PR #5488, opened 2022-03-15
EVG-15085: Fix PatchTriggerAlias type

sophstad:
Partially undo change introduced in #5483

### Description 
- PatchTriggerAlias is used outside of project settings, and these components do not use status or parentAsModule. They should remain nullable.

### Testing 
- Tested manually


khelif96 (approved):

sophstad:
This bug made me realize -- once downstream tasks are fixed, we could add another Spruce task to evergreen that runs `yarn codegen` and then `yarn check-types` to ensure GraphQL schema changes here don't cause a breakage

PR #5490, opened 2022-03-16
EVG-16166: implement container task queue

Kimchelly:
Jira: https://jira.mongodb.org/browse/EVG-16166

### Description 
* Add queue wrapper to get the next container task to be allocated a container.
    * Add query to get tasks that need allocation.
    * Check project ref to ensure the task is allowed to run. I mostly duplicated [the host scheduler's existing checks](https://github.com/evergreen-ci/evergreen/blob/1adeffd04b411b798ec9cb29c8c8b2b68cf8df0b/scheduler/task_finder.go#L68-L147).

### Testing 
Added unit tests.

### DIFF
--- a/model/container_task_queue.go
+++ b/model/container_task_queue.go
@@ -74,7 +74,7 @@ func (q *ContainerTaskQueue) filterByProjectRefSettings(tasks []task.Task) ([]ta
 			// GitHub PR tasks are still allowed to run for disabled hidden
 			// projects.
 			if t.Requester == evergreen.GithubPRRequester && ref.IsHidden() {
-				grip.Info(message.Fields{
+				grip.Debug(message.Fields{
 					"message": "queueing task because GitHub PRs are allowed to run tasks for projects that are both hidden and disabled",
 					"outcome": "not skipping",
 					"task":    t.Id,
@@ -82,9 +82,9 @@ func (q *ContainerTaskQueue) filterByProjectRefSettings(tasks []task.Task) ([]ta
 					"context": "container task queue",
 				})
 			} else {
-				grip.Info(message.Fields{
+				grip.Debug(message.Fields{
 					"message": "skipping task because project is disabled",
-					"outcome": "not skipping",
+					"outcome": "skipping",
 					"task":    t.Id,
 					"project": t.Project,
 					"context": "container task queue",
@@ -94,7 +94,7 @@ func (q *ContainerTaskQueue) filterByProjectRefSettings(tasks []task.Task) ([]ta
 		}
 
 		if ref.IsDispatchingDisabled() {
-			grip.Info(message.Fields{
+			grip.Debug(message.Fields{
 				"message": "skipping task because dispatching is disabled for its project",
 				"outcome": "skipping",
 				"task":    t.Id,
@@ -105,7 +105,7 @@ func (q *ContainerTaskQueue) filterByProjectRefSettings(tasks []task.Task) ([]ta
 		}
 
 		if t.IsPatchRequest() && ref.IsPatchingDisabled() {
-			grip.Info(message.Fields{
+			grip.Debug(message.Fields{
 				"message": "skipping task because patch testing is disabled for its project",
 				"outcome": "skipping",
 				"task":    t.Id,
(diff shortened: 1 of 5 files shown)


model/container_task_queue.go
```diff
@@ -0,0 +1,150 @@
...
+				"context": "container task queue",
+			})
+			continue
+		}
+
+		if !ref.IsEnabled() {
+			// GitHub PR tasks are still allowed to run for disabled hidden
+			// projects.
+			if t.Requester == evergreen.GithubPRRequester && ref.IsHidden() {
+				grip.Info(message.Fields{
```
julianedwards, line 77: Should this be a debug message?

model/container_task_queue.go
```diff
@@ -0,0 +1,150 @@
...
+					"message": "queueing task because GitHub PRs are allowed to run tasks for projects that are both hidden and disabled",
+					"outcome": "not skipping",
+					"task":    t.Id,
+					"project": t.Project,
+					"context": "container task queue",
+				})
+			} else {
+				grip.Info(message.Fields{
+					"message": "skipping task because project is disabled",
+					"outcome": "not skipping",
```
julianedwards, line 87: `"outcome": "skipping",`

model/container_task_queue.go
```diff
@@ -0,0 +1,150 @@
...
+			return nil, errors.Wrap(err, "initial population of container task queue")
+		}
+	}
+	if q.position >= len(q.queue) {
+		return nil, nil
+	}
+
+	next := q.queue[q.position]
+
+	q.position++
```
julianedwards, line 32: Do we not want to pop ever?

model/task/db.go
```diff
@@ -766,6 +766,32 @@ func schedulableHostTasksQuery() bson.M {
...
+				// are all met. All dependencies are met if they're all finished
+				// running and are still attainable (i.e. the dependency's
+				// required status matched the task's actual ending status).
+				bsonutil.GetDottedKeyName(DependsOnKey, DependencyFinishedKey):     true,
+				bsonutil.GetDottedKeyName(DependsOnKey, DependencyUnattainableKey): bson.M{"$ne": true},
+			},
+			{OverrideDependenciesKey: true},
+		},
+	}
+	return FindAll(db.Query(q).Sort([]string{ActivatedTimeKey}))
```
julianedwards, line 792: Since this queue is in-memory, how do we ensure that multiple app servers do not pick up the same tasks? Should this be a transaction to ensure that we update the `StatusKey`?

julianedwards (changes requested):

model/container_task_queue.go
Kimchelly: For now, there's no need to have any operation other than pop. This is only used to cron populate pod allocator jobs.

model/container_task_queue.go
Kimchelly: Probably yeah. I changed it and all the other logs to debug since they're mostly for tracing purposes.

model/container_task_queue.go
Kimchelly: Fixed.

model/task/db.go
Kimchelly: Amboy scopes are going to resolve any issues with duplicate pod allocator jobs being created from these tasks.

We don't need to update the status key since this is just the query. The status is only updated from unallocated to allocated by the individual pod allocator jobs. This task queue will just feed into the cron population of pod allocator jobs (in a later PR).

model/container_task_queue.go
julianedwards: I meant, is it worth it to delete the element from the slice?

model/task/db.go
julianedwards: Won't we be doing a lot of duplicate/extra work on the app servers? Or are we expecting these allocation jobs to happen so fast that two or more app servers picking up duplicate container tasks that need to be allocated will be rare?

model/container_task_queue.go
Kimchelly: I don't think so. There's no cost/benefit to deleting elements for now since it's in-memory. There might have to be some deletion/shuffling anyways once task groups are considered.

julianedwards (approved):

PR #5492, opened 2022-03-16
EVG-16368 fix project creation for new project page

ablack12:
[EVG-16368](https://jira.mongodb.org/browse/EVG-16368)

### Description 
Need to add blank project variables in order for this button to be useable. 

### Testing 
Tested that a created project can be visited on Spruce, and tested that the copy project route still works.

### DIFF
--- a/rest/data/project.go
+++ b/rest/data/project.go
@@ -64,9 +64,28 @@ func (pc *DBProjectConnector) CreateProject(projectRef *model.ProjectRef, u *use
 	if err != nil {
 		return gimlet.ErrorResponse{
 			StatusCode: http.StatusInternalServerError,
-			Message:    errors.Wrapf(err, "project with id '%s' was not inserted", projectRef.Id).Error(),
+			Message:    errors.Wrapf(err, "inserting project '%s'", projectRef.Identifier).Error(),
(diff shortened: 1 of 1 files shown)


rest/data/project.go
```diff
@@ -64,9 +64,28 @@ func (pc *DBProjectConnector) CreateProject(projectRef *model.ProjectRef, u *use
...
-			Message:    errors.Wrapf(err, "project with id '%s' was not inserted", projectRef.Id).Error(),
+			Message:    errors.Wrapf(err, "inserting project '%s'", projectRef.Identifier).Error(),
 		}
 	}
+
+	newProjectVars := model.ProjectVars{
+		Id: projectRef.Id,
+	}
+
+	err = newProjectVars.Insert()
```
hadjri, line 75: If we handle the UI issue from the resolver side wouldn't we be able to avoid these additional DB entries?

ablack12: This is the expected state from the backend's perspective, it's not actually a UI issue.

hadjri: Ok, SGTM

hadjri (approved):

PR #5497, opened 2022-03-17
EVG-16423 Define container models and integrate into parser project

hadjri:
[EVG-16423](https://jira.mongodb.org/browse/EVG-16423)

### Description 
Added containers struct into parser projects detailing the data model detailed in the design doc for this epic.
### Testing 
Updated existing unit tests and created new test asserting correctness of container parsing.

### DIFF
--- a/globals.go
+++ b/globals.go
@@ -1085,23 +1085,7 @@ const (
 	LogViewerLobster LogViewer = "lobster"
 )
 
-type ContainerSize string
-
-const (
-	SmallContainer  = "small"
-	MediumContainer = "medium"
-	LargeContainer  = "large"
-)
-
-func (c ContainerSize) Validate() error {
-	switch c {
-	case SmallContainer, MediumContainer, LargeContainer:
-		return nil
-	default:
-		return errors.Errorf("unrecognized container size '%s'", c)
-	}
-}
-
+// ContainerOS denotes the operating system of a running container. Only linux and windows are supported.
 type ContainerOS string
 
 const (
@@ -1118,14 +1102,15 @@ func (c ContainerOS) Validate() error {
 	}
 }
 
-type CpuArchitecture string
+// CPUArchitecture represents the architecture property of a container required to provide to Amazon ECS
+type CPUArchitecture string
 
 const (
 	ArchARM64 = "arm64"
 	ArchAMD64 = "x86_64"
 )
 
-func (c CpuArchitecture) Validate() error {
+func (c CPUArchitecture) Validate() error {
 	switch c {
 	case ArchARM64, ArchAMD64:
 		return nil
@@ -1134,6 +1119,7 @@ func (c CpuArchitecture) Validate() error {
 	}
 }
 
+// WindowsVersion specifies the Windows version of a container if running on Windows device (required if os is windows)
 type WindowsVersion string
 
 const (
--- a/globals.go
+++ b/globals.go
@@ -1085,14 +1085,15 @@ const (
 	LogViewerLobster LogViewer = "lobster"
 )
 
-// ContainerOS denotes the operating system of a running container. Only linux and windows are supported.
+// ContainerOS denotes the operating system of a running container.
 type ContainerOS string
 
 const (
-	LinuxOS   = "linux"
-	WindowsOS = "windows"
+	LinuxOS   ContainerOS = "linux"
+	WindowsOS ContainerOS = "windows"
 )
 
+// Validate checks that the container OS is recognized.
 func (c ContainerOS) Validate() error {
 	switch c {
 	case LinuxOS, WindowsOS:
@@ -1102,14 +1103,15 @@ func (c ContainerOS) Validate() error {
 	}
 }
 
-// CPUArchitecture represents the architecture property of a container required to provide to Amazon ECS
+// CPUArchitecture represents the architecture necessary to run the container.
 type CPUArchitecture string
 
 const (
-	ArchARM64 = "arm64"
-	ArchAMD64 = "x86_64"
+	ArchARM64 CPUArchitecture = "arm64"
+	ArchAMD64 CPUArchitecture = "x86_64"
 )
 
+// Validate checks that the container CPU architecture is recognized.
 func (c CPUArchitecture) Validate() error {
 	switch c {
 	case ArchARM64, ArchAMD64:
@@ -1119,15 +1121,16 @@ func (c CPUArchitecture) Validate() error {
 	}
 }
 
-// WindowsVersion specifies the Windows version of a container if running on Windows device (required if os is windows)
+// WindowsVersion specifies the compatability version of Windows that is required for the container to run.
 type WindowsVersion string
 
 const (
-	Windows2022 = "2022"
-	Windows2019 = "2019"
-	Windows2016 = "2016"
+	Windows2022 WindowsVersion = "2022"
+	Windows2019 WindowsVersion = "2019"
+	Windows2016 WindowsVersion = "2016"
 )
 
+// Validate checks that the container Windows version is recognized.
 func (w WindowsVersion) Validate() error {
 	switch w {
 	case Windows2022, Windows2019, Windows2016:
--- a/globals.go
+++ b/globals.go
@@ -1084,3 +1084,69 @@ const (
 	LogViewerHTML    LogViewer = "html"
 	LogViewerLobster LogViewer = "lobster"
 )
+
+type ContainerSize string
+
+const (
+	SmallContainer  = "small"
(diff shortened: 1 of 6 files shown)


Kimchelly (changes requested):

model/project.go
```diff
@@ -294,6 +295,27 @@ type ParameterInfo struct {
 	Description     string `yaml:"description" bson:"description"`
 }
 
+type Container struct {
+	Name        string                  `yaml:"name,omitempty" bson:"name"`
+	DisplayName string                  `yaml:"display_name,omitempty" bson:"display_name"`
```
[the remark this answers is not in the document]
hadjri: I had only thought this might be needed for readability in the UI but I'm fine to remove this.

model/project_parser_merge_functions.go
```diff
@@ -68,6 +68,19 @@ func (pp *ParserProject) mergeUnorderedUnique(toMerge *ParserProject) error {
...
 	}
 
+	containerExist := map[string]bool{}
+	for _, container := range pp.Containers {
+		containerExist[container.Name] = true
+	}
+	for _, container := range toMerge.Containers {
+		if _, ok := containerExist[container.Name]; ok {
+			catcher.Errorf("container '%s' has been declared already", container.Name)
+		} else {
```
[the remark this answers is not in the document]
hadjri: Thanks!

globals.go
```diff
@@ -1084,3 +1084,69 @@ const (
 	LogViewerHTML    LogViewer = "html"
 	LogViewerLobster LogViewer = "lobster"
 )
+
+type ContainerSize string
+
+const (
+	SmallContainer  = "small"
+	MediumContainer = "medium"
+	LargeContainer  = "large"
```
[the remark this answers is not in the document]
hadjri: SGTM, I suppose they could be any alias name. Going to change Size field to just a string.

model/project.go
```diff
@@ -294,6 +295,27 @@ type ParameterInfo struct {
 	Description     string `yaml:"description" bson:"description"`
 }
 
+type Container struct {
+	Name        string                  `yaml:"name,omitempty" bson:"name"`
```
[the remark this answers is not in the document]
hadjri: I'd just noticed all fields in project_parser.go or project.go had omitempty on them even if they were seemingly required fields, so I followed that pattern in case it was required. But I don't think it would cause a problem and is better to specify what fields are required and which aren't, so I'll update

globals.go
```diff
@@ -1084,3 +1084,55 @@ const (
...
+
+// ContainerOS denotes the operating system of a running container. Only linux and windows are supported.
+type ContainerOS string
+
+const (
+	LinuxOS   = "linux"
+	WindowsOS = "windows"
+)
+
+func (c ContainerOS) Validate() error {
```
Kimchelly, line 1096: Documentation for exported methods.

model/project.go
```diff
@@ -294,6 +295,26 @@ type ParameterInfo struct {
 	Description     string `yaml:"description" bson:"description"`
 }
 
+type Container struct {
```
Kimchelly, line 298: Documentation for exported type.

model/project.go
```diff
@@ -294,6 +295,26 @@ type ParameterInfo struct {
...
+	Name       string             `yaml:"name" bson:"name"`
+	WorkingDir string             `yaml:"working_dir,omitempty" bson:"working_dir"`
+	Image      string             `yaml:"image" bson:"image"`
+	Size       string             `yaml:"size,omitempty" bson:"size"`
+	Resources  ContainerResources `yaml:"resources,omitempty" bson:"resources"`
+	System     ContainerSystem    `yaml:"system,omitempty" bson:"system"`
+}
+
+type ContainerSystem struct {
```
Kimchelly, line 307: Documentation for exported type.

model/project.go
```diff
@@ -294,6 +295,26 @@ type ParameterInfo struct {
...
+	CPUArchitecture evergreen.CPUArchitecture `yaml:"cpu_architecture,omitempty" bson:"cpu_architecture"`
+	OperatingSystem evergreen.ContainerOS     `yaml:"operating_system,omitempty" bson:"operating_system"`
+	WindowsVersion  evergreen.WindowsVersion  `yaml:"windows_version,omitempty" bson:"windows_version"`
+}
+
+type ContainerResources struct {
```
Kimchelly, line 313: Documentation for exported type.

model/project.go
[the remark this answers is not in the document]
Kimchelly: The way distros show up in the UI is always by their `_id` (which is the equivalent of the container name). I suppose there could be some desire for a display name eventually, but I think unless there's some specific need for that, it should be okay to just use the name for now.

model/project_parser_merge_functions.go
```diff
@@ -23,10 +23,10 @@ func (pp *ParserProject) mergeUnorderedUnique(toMerge *ParserProject) error {
 	for _, task := range toMerge.Tasks {
 		if _, ok := taskNameExist[task.Name]; ok {
 			catcher.Errorf("task '%s' has been declared already", task.Name)
-		} else {
-			pp.Tasks = append(pp.Tasks, task)
-			taskNameExist[task.Name] = true
+			continue
```
Kimchelly, line 26: Thanks for change the other if-else uses to be consistent as well! 💯 (no change)

globals.go
```diff
@@ -1084,3 +1084,55 @@ const (
 	LogViewerHTML    LogViewer = "html"
 	LogViewerLobster LogViewer = "lobster"
 )
+
+// ContainerOS denotes the operating system of a running container. Only linux and windows are supported.
```
Kimchelly, line 1088: I don't think we need to say that it only supports Windows and Linux since it should be obvious from the two consts.

globals.go
```diff
@@ -1084,3 +1084,55 @@ const (
...
+type ContainerOS string
+
+const (
+	LinuxOS   = "linux"
```
Kimchelly, line 1092: In order for these to be of type `ContainerOS`, you have to include the type declaration or else these will be counted as just plain strings:
```
const (
LinuxOS ContainerOS = "linux"
WindowsOS ContainerOS = "windows"
)
```

globals.go
```diff
@@ -1084,3 +1084,55 @@ const (
...
+	default:
+		return errors.Errorf("unrecognized container OS '%s'", c)
+	}
+}
+
+// CPUArchitecture represents the architecture property of a container required to provide to Amazon ECS
+type CPUArchitecture string
+
+const (
+	ArchARM64 = "arm64"
```
Kimchelly, line 1109: Same thing about `ContainerOS` type applies here for `CPUArchitecture`.

globals.go
```diff
@@ -1084,3 +1084,55 @@ const (
...
+	default:
+		return errors.Errorf("unrecognized CPU architecture '%s'", c)
+	}
+}
+
+// WindowsVersion specifies the Windows version of a container if running on Windows device (required if os is windows)
+type WindowsVersion string
+
+const (
+	Windows2022 = "2022"
```
Kimchelly, line 1126: Same thing as above about type declaration.

globals.go
```diff
@@ -1084,3 +1084,55 @@ const (
...
+func (c ContainerOS) Validate() error {
+	switch c {
+	case LinuxOS, WindowsOS:
+		return nil
+	default:
+		return errors.Errorf("unrecognized container OS '%s'", c)
+	}
+}
+
+// CPUArchitecture represents the architecture property of a container required to provide to Amazon ECS
```
Kimchelly, line 1105: I would avoid saying "Amazon ECS" here since that assumes a particular container implementation. Instead, I would say something more generic like "CPUArchitecture is the architecture necessary to run this container".

globals.go
```diff
@@ -1084,3 +1084,55 @@ const (
...
+func (c CPUArchitecture) Validate() error {
+	switch c {
+	case ArchARM64, ArchAMD64:
+		return nil
+	default:
+		return errors.Errorf("unrecognized CPU architecture '%s'", c)
+	}
+}
+
+// WindowsVersion specifies the Windows version of a container if running on Windows device (required if os is windows)
```
Kimchelly, line 1122: Period at the end of comment/documentation sentences. I don't think the comment in parentheses is necessary since it's already stated that it's running on a Windows machine. I would phrase the comment as something like: "WindowsVersion specifies the compatibility version of Windows required for the container to run."

Kimchelly (changes requested):

Kimchelly (approved):
LGTM mod the one comment about CPU units to vCPU conversion.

+===+

EXERCISE GOAL: Your output should consist solely of the lines from the beginning of the entries through the line containing "-74,7 +74,7 @@", reproduced exactly.

EXERCISE OUTPUT:
PR #5488, opened 2022-03-15
EVG-15085: Fix PatchTriggerAlias type

sophstad:
Partially undo change introduced in #5483

### Description 
- PatchTriggerAlias is used outside of project settings, and these components do not use status or parentAsModule. They should remain nullable.

### Testing 
- Tested manually


khelif96 (approved):

sophstad:
This bug made me realize -- once downstream tasks are fixed, we could add another Spruce task to evergreen that runs `yarn codegen` and then `yarn check-types` to ensure GraphQL schema changes here don't cause a breakage

PR #5490, opened 2022-03-16
EVG-16166: implement container task queue

Kimchelly:
Jira: https://jira.mongodb.org/browse/EVG-16166

### Description 
* Add queue wrapper to get the next container task to be allocated a container.
    * Add query to get tasks that need allocation.
    * Check project ref to ensure the task is allowed to run. I mostly duplicated [the host scheduler's existing checks](https://github.com/evergreen-ci/evergreen/blob/1adeffd04b411b798ec9cb29c8c8b2b68cf8df0b/scheduler/task_finder.go#L68-L147).

### Testing 
Added unit tests.

### DIFF
--- a/model/container_task_queue.go
+++ b/model/container_task_queue.go
@@ -74,7 +74,7 @@ func (q *ContainerTaskQueue) filterByProjectRefSettings(tasks []task.Task) ([]ta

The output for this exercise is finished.